Hindsight is always 20/20. If we look backward, we realize the project took too long to get started. Never mind the fact that maybe we should not have started, although I think we should have, and I think we did some good. However, it took too long to get moving.
While we were involved in the project, especially in software, the technology explosion overtook us. When we started this system, we were not talking about a UNIX-like operating system, C, and Fortran compilers. By the end, we were. So the target we were shooting for kept moving, and that did not help us.
NSA also was biased as we began the project. We had built our own machines in the past. We even built our own operating system and invented our own language. We thought that since we had done all that before, we could do it again. That really hid from us how much trouble THOTH would be to do.
Our standards for credibility ended up being too low. I don't know how we could have changed that, but at the end we could see that we had believed people more than we should have. Our requirements were too general at first and became more specific as we went along. Thus, the contractors, unfortunately, had a moving target.
We also learned from these particular systems that your favorite language may not run well, if at all, and that the single most important thing that could have been built from this project would have been a compiler—not hardware, not an interconnection network, but a good compiler. We also learned that parallel architectures can get really weird if you let some people just go at it.

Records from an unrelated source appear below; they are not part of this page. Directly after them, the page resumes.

PR #326, opened 2025-12-02
Support .NET 10

Corniel:
.NET 10 is out for almost a month now. It is time to support it.


slang25 (approved):
Nice one @Corniel

src/Buildalyzer.Workspaces/Buildalyzer.Workspaces.csproj
```diff
@@ -3,7 +3,7 @@
   <Import Project="../../package.props" />
 
   <PropertyGroup>
-    <TargetFrameworks>net6.0;net8.0</TargetFrameworks>
+    <TargetFrameworks>net6.0;net8.0;net10.0</TargetFrameworks>
```
Frulfump: Should the net6.0 TFM be de dropped here?

phmonte:
@Corniel  Is there any reason why we shouldn't update Buildalyzer for .NET 10 as well?

Corniel:
@phmonte Yes we should, but as a seperate story.

src/Buildalyzer.Workspaces/Buildalyzer.Workspaces.csproj
Corniel: Yes, but not here. Dropping a TFM is a breaking change. It's is planned, but postpone when we have other breaking changings.

PR #331, opened 2026-04-18
Factor out PropertiesAndItems.TryCreate

Corniel:
Looking at #329 I thought besides other changes, this logic can be cleaned up.

### DIFF
--- a/src/Buildalyzer/Extensions/System.Collections.IEnumerable.cs
+++ b/src/Buildalyzer/Extensions/System.Collections.IEnumerable.cs
@@ -4,6 +4,23 @@ internal static class EnumerableExtensions
 {
     extension(IEnumerable enumerable)
     {
-        public bool HasAny => enumerable.GetEnumerator().MoveNext();
+        public bool HasAny
+        {
+            get
+            {
+                var enumerator = enumerable.GetEnumerator();
+                try
+                {
+                    return enumerator.MoveNext();
+                }
+                finally
+                {
+                    if (enumerator is IDisposable disposable)
+                    {
+                        disposable.Dispose();
+                    }
+                }
+            }
+        }
     }
 }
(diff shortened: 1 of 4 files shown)


src/Buildalyzer/Extensions/System.Collections.IEnumerable.cs
```diff
@@ -0,0 +1,9 @@
+namespace System.Collections;
+
+internal static class EnumerableExtensions
+{
+    extension(IEnumerable enumerable)
+    {
+        public bool HasAny => enumerable.GetEnumerator().MoveNext();
```
slang25: Nit: I think this leaks the enumerator, we should dispose it

```suggestion
        public bool HasAny
        {
            get
            {
                var e = enumerable.GetEnumerator();
                try { return e.MoveNext(); }
                finally { (e as IDisposable)?.Dispose(); }
            }
        }
```

slang25: Or this could be this, which will lower to the same thing
```suggestion
        public bool HasAny
        {
            get
            {
                foreach (var _ in enumerable)
                {
                    return true;
                }
                return false;
            }
        }
```

Corniel: @slang25 I whent for your first option (with a twist). Although I think that the likelyhood of this iterator actually doing something while disposing is minimal.

Corniel:
@slang25 Packing fails. Do you have any experience with that?

slang25 (approved):

slang25:
> @slang25 Packing fails. Do you have any experience with that?

I don't, we need @phmonte for that

phmonte:
I can fix today!

Corniel:
> I can fix today!

That would be nice. I guess we should focus on #332 for that fix?! And maybe also on #324 (after that).

phmonte:
The pipeline that failed shouldn't have been triggered in the first place,  I'm resolving it.

phmonte:
Release published, @Corniel,I resolved the pipeline that was having problems and took the opportunity to document it [here](https://github.com/Buildalyzer/Buildalyzer/blob/main/CONTRIBUTING.md), the publishing process isn't great.

I'll take a look at #332 .

PR #337, opened 2026-04-19
Target .NET 10 with CPM

Corniel:
As we should not deploy breaking changes every day, I think we should not drop .NET 6 (yet).

- [x] .NET 10 targets
- [x] Enable `<EnforceCodeStyleInBuild>` (Roslyn's IDE rules) 
- [ ] Central Package Management
- [ ] Use lock files
- [x] Update packages with security Issues
- [x] Include PolySharp

### DIFF
--- a/Directory.Build.props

In the end, success might have been achieved if we had had Company A design the system, had Company B build it, and had Company C
provide the software because in teaming all three companies we would have had strength.
There is a legacy to THOTH, however. It has caused us to work more with SRC and elsewhere. We got more involved with the Defense Advanced Research Projects Agency during this undertaking, and we have continued that relationship to our advantage. The project also resulted in involvement with another company that came along as a limited partner who had a system already well under way. There was another related follow-on project that came along after THOTH was canceled, but it relied too much on what we had done with THOTH, and it also fizzled out a little later on. Last, we now believe that we have better cooperation among NSA, SRC, and industry, and we hope that we will keep increasing that cooperation.